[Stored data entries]
--
PR #1702, opened 2025-11-11
Wrap plans and plan stubs

EmsArnold:
Closes #1498

Wraps bluesky plans (`scan`, `rel_scan`, `grid_scan`, `rel_grid_scan`) and plan stubs (`rd`, `stop`) for use in blueapi. Intended as a replacement for gda-style `start stop step` scans until `spec_scan` is stable and supports `start stop step` rather than `start stop num`. 

### Instructions to reviewer on how to test:
1. Do thing x
2. Confirm thing y happens

### Checks for reviewer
--
*Your assignment*. The lines from the first of the entries through the line holding "Closes #1498" are to be restated word for word, and no others.

*Task output*.
PR #1702, opened 2025-11-11
Wrap plans and plan stubs

EmsArnold:
Closes #1498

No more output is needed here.